Rules with overly broad patterns (patterns that would match common English words or short strings) are rejected at the dashboard level. The extension enforces a minimum specificity floor: patterns shorter than 4 characters or with an estimated false positive rate above the configured threshold are flagged during rule creation.

Enterprise Deployment

Chrome Enterprise (Google Admin Console)

Deploy the extension via Chrome Enterprise policy:

{
  "ExtensionInstallForcelist": ["<extension-id>;https://clients2.google.com/service/update2/crx"],
  "ExtensionSettings": {
    "<extension-id>": {
      "installation_mode": "force_installed",
      "toolbar_pin": "force_pinned"
    }
  }
}

Jamf (macOS)

Create a configuration profile with the Chrome ExtensionInstallForcelist key. Deploy to your managed Mac fleet. The extension auto-installs and auto-updates.

Intune (Windows)

Use the Administrative Templates ADMX for Chrome or Edge.
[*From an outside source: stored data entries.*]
PR #4029, opened 2026-08-22
feat(#3996): render generated images from manifest-gated portable blobs

aheritier:
## What and why

Revalidate generated-file authorization against the current manifest on every resolution, by owner, path, and workspace root. Session deletion revokes references even when workspace provenance is cached. Invalid POSIX/Windows paths and unknown/external roots are rejected before any lookup. Prefer portable blobs. Fall back only when the optional blob interface is absent or the blob is not found, and only to the owning workspace; other blob errors fail closed. Portable bytes may survive a missing WorkingDir and then use the recorded relative display path, not a verified absolute path. Legacy ordinary-file contents are not integrity-verified. Resolve bytes off the TUI Update path and preserve adjacent text.

Part of docker/docker-agent#3996. Review this PR against its immediate parent, docker/docker-agent#4028, rather than the aggregate stack against `main`.

## Commit inventory

Head: `950d801ff3a2eb4ee5aaf56265bf6fe8faa54110`; parent SHA: `8eed51894134f104fa449f2cfbe7e510a22d3956`.

- `8c2a76fad28771134b95cd1d797221403ea4f3f8` — feat: render generated images through workspace manifest authorization
- `950d801ff3a2eb4ee5aaf56265bf6fe8faa54110` — feat: restore generated media from portable session blobs

## Validation

```sh
go test -v -count=1 ./pkg/runtime ./pkg/tui/components/message ./pkg/tui/components/messages ./pkg/tui/page/chat -run 'TestResolveGeneratedFile|TestAppendAssistantMediaPreservesStreamedTextRendering|TestLoadFromSession.*Media|TestUpdateAssistantMedia|TestAssistantMedia|Test.*GeneratedMedia'
```

Matched top-level tests: `pkg/runtime`: **52**; `pkg/tui/components/message`: **4**; `pkg/tui/components/messages`: **5**; `pkg/tui/page/chat`: **3**.

Deferred/live scope: No active database or remote runtime was exercised. The final stack head passed build, lint, full tests, an uncached full suite, focused race tests and documentation checks in disposable environments. Remote CI is tracked by the checks below; no new paid-provider or active-database validation was run.

### DIFF
--- a/pkg/app/app.go
+++ b/pkg/app/app.go
@@ -1267,6 +1267,36 @@ type contextBreakdownProvider interface {
 	ContextBreakdown(ctx context.Context, sess *session.Session) (*runtime.ContextBreakdown, error)
 }
 
+// generatedFileResolver is an optional runtime capability: resolving one
+// recorded generated-media reference to its bytes and validated canonical
+// path, gated on the generated-media manifest and the owning session's
+// workspace (see [runtime.LocalRuntime.ResolveGeneratedFile]). Only the
+// local runtime implements it; remote runtimes never deliver generated-file
+// payloads, so UIs treat the missing capability as "nothing to resolve".
+type generatedFileResolver interface {
+	ResolveGeneratedFile(ctx context.Context, ref runtime.GeneratedFileRef) (*runtime.ResolvedGeneratedFile, error)
+}
+
+// CanResolveGeneratedFiles reports whether the runtime can resolve
+// generated-media references at all, letting UIs skip resolution work
+// entirely on runtimes without the capability.
+func (a *App) CanResolveGeneratedFiles() bool {
+	_, ok := a.runtime.(generatedFileResolver)
+	return ok
+}
+
+// ResolveGeneratedFile resolves one recorded generated-media reference.
+// Returns an error wrapping [runtime.ErrUnsupported] when the runtime does
+// not own local generated media (e.g. remote runtimes). Callers must treat
+// any error as "unavailable" — never surface its text to the user.
+func (a *App) ResolveGeneratedFile(ctx context.Context, ref runtime.GeneratedFileRef) (*runtime.ResolvedGeneratedFile, error) {
+	resolver, ok := a.runtime.(generatedFileResolver)
+	if !ok {
+		return nil, fmt.Errorf("generated file resolution: %w", runtime.ErrUnsupported)
+	}
+	return resolver.ResolveGeneratedFile(ctx, ref)
+}
+
 // ContextBreakdown returns the estimated context-window composition for the
 // current session. Returns an error wrapping [runtime.ErrUnsupported] when
 // the runtime cannot compute it (e.g. remote runtimes).
--- a/pkg/app/generated_file_test.go
+++ b/pkg/app/generated_file_test.go
@@ -1,0 +1,57 @@
+package app
+
+import (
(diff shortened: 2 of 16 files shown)


aheritier (commented):
Reviewed the #4029 delta only (97877c1f8...20a7918fb). CI green for 20a7918fb (build-and-test, lint, windows-tests, CodeQL); locally `go build`, `-race` tests on touched pkgs and golangci-lint are clean, and an `-overlay` mutation removing the manifest lookup in `ResolveGeneratedFile` fails `TestResolveGeneratedFile_ForgedReferenceRefused`, so the gate is load-bearing.

Verified:
- Manifest-gated: the TUI only extracts `Document.Source.ArtifactPath/Root/OwnerSessionID` parts persisted by materialization (`generated_media.go: generatedImageMedia`), never model text; `ResolveGeneratedFile` requires an (owner, path) manifest record with matching root kind, confines workspace reads with `os.OpenRoot` + per-component `Lstat` symlink rejection + post-open `SameFile` re-check, 20 MiB size cap before and during read. Negative tests cover forged `.env`/`main.go`, `../` traversal, symlink leaf and symlink parent inside the workspace, cross-workspace owner, external leaf symlink, oversized, missing file, legacy/unknown root.
- Sub-agent artifacts (owner = child session) resolve live via the materialization-seeded cache and lazily via `session.ResolveWorkingDir` parent fallback (`TestResolveGeneratedFile_ParentWorkingDirFallback`); they are not re-rendered on restore because the parent `sess.Messages` doesn't contain child-session messages — consistent with sub-agent text today.
- Off the update loop: placeholders attach synchronously, bytes resolve inside a `tea.Cmd` recorded like routed timers (survives background tabs); asserted by `rt.resolveCalls()==0` before the cmd runs. Positive-only per-owner cache; store hit counts pinned.
- Fallbacks: remote runtime (`Message` is `json:"-"` → nil, and no `generatedFileResolver` capability) → no-op; graphics disabled / undecodable / deleted file → sanitized text fallback, no raw error/owner-ID/ref leak (tests pin this).

[optional] `tuiimage.FromBytes` → `chat.ResizeImage` fully decodes before the `maxDecodedDimension` check, and on resize error `FromBytes` falls through to `stdimage.Decode` on the original bytes, so the dimension guard is not enforced on this path. Pre-existing in `main` (markdown images share it), not this PR's delta — a `DecodeConfig` pre-check in `FromBytes` would harden both paths; fine as a follow-up.

Stack note (rev135 DB-blob rewrite): the TUI side (`generated_media.go`, `messages.go`, `message.go`, `types.go`, `app.go` capability seam) consumes only `ResolvedGeneratedFile{Data,Path}` and would survive unchanged; the rewrite touches `pkg/runtime/generated_file.go` internals (DB-first lookup, `maxGeneratedFileBytes` → `session.MaxGeneratedBlobBytes`) and flips `TestResolveGeneratedFile_MissingFileRefused` semantics (deleted file → still renders from the blob).

dgageot (dismissed):

dgageot (dismissed):

dgageot (dismissed):

dgageot (dismissed):

dgageot (approved):

dgageot (approved):

trungutt (approved):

Set the ExtensionInstallForcelist policy to include the extension ID. Deploy to your managed Windows fleet.

MDM Configuration

For detailed MDM deployment steps, see the Browser Extension Deployment guide.

How Audit Flows

Content script (tab) -> HMAC hash sensitive content
        |
        v
Background service worker -> HMAC (defense-in-depth)
        |
        v
POST /api/audit -> Backend ingest -> Analytical store
        |
        v
Dashboard: Audit log page (filterable by source=browser_ext)

Every audit entry includes: timestamp, device ID, matched rule, action taken (detect / block / user override), the target application, and the HMAC hash of the matched content. Raw content is never transmitted.

Session State

The extension maintains per-tab session state:

  • Scan statistics: Total scans, detections, and blocks for the current session.
  • Pause state: Users can pause scanning for a configurable duration (default: 5 minutes, maximum set by admin policy).
  • Activity buffer: Recent scan events buffered for batch upload to the backend. Buffer flushes every 30 seconds or when it reaches 50 events, whichever comes first.

DLP Rule Scoping

Only rules with the browser_ext scope are enforced by the extension. When creating rules in the dashboard, include browser_ext in the scopes array:

name: block-credit-cards
pattern: '\b4[0-9]{12}(?:[0-9]{3})?\b'
category: financial
action: block
scopes:
  - browser_ext
  - gateway

Rules scoped only to sdk or gateway are ignored by the extension. This lets you maintain different enforcement levels per surface. For example, you might block credit card numbers in the browser extension but only detect them in the gateway.

The extension supports all 59 built-in patterns across the 6 locales. Enable locales for your organization in the dashboard under Settings > DLP > Active Locales. See the Locale-Aware DLP guide for pattern details.

Verify Installation

  1. Open any supported AI chat application (e.g., claude.ai).
  2. Paste content that matches a known DLP rule (e.g., a test credit card number 4111-1111-1111-1111).
  3. The extension overlay should appear, showing the matched rule and offering redact or cancel options.
  4. Check the Control Zero dashboard audit log for an entry with source: browser_ext.

Troubleshooting

Extension not scanning. Check that the compliance acknowledgment has been completed. Open the extension popup and verify the status shows "Active."

Rules not updating. Open the extension popup and check the "Last sync" timestamp. If it shows "Never," the extension cannot reach the backend. Verify network connectivity and the backend URL configuration.

Performance issues. If the extension causes input lag, check the circuit breaker status in the extension popup. Broad regex patterns are the most common cause. Review your DLP rules for specificity.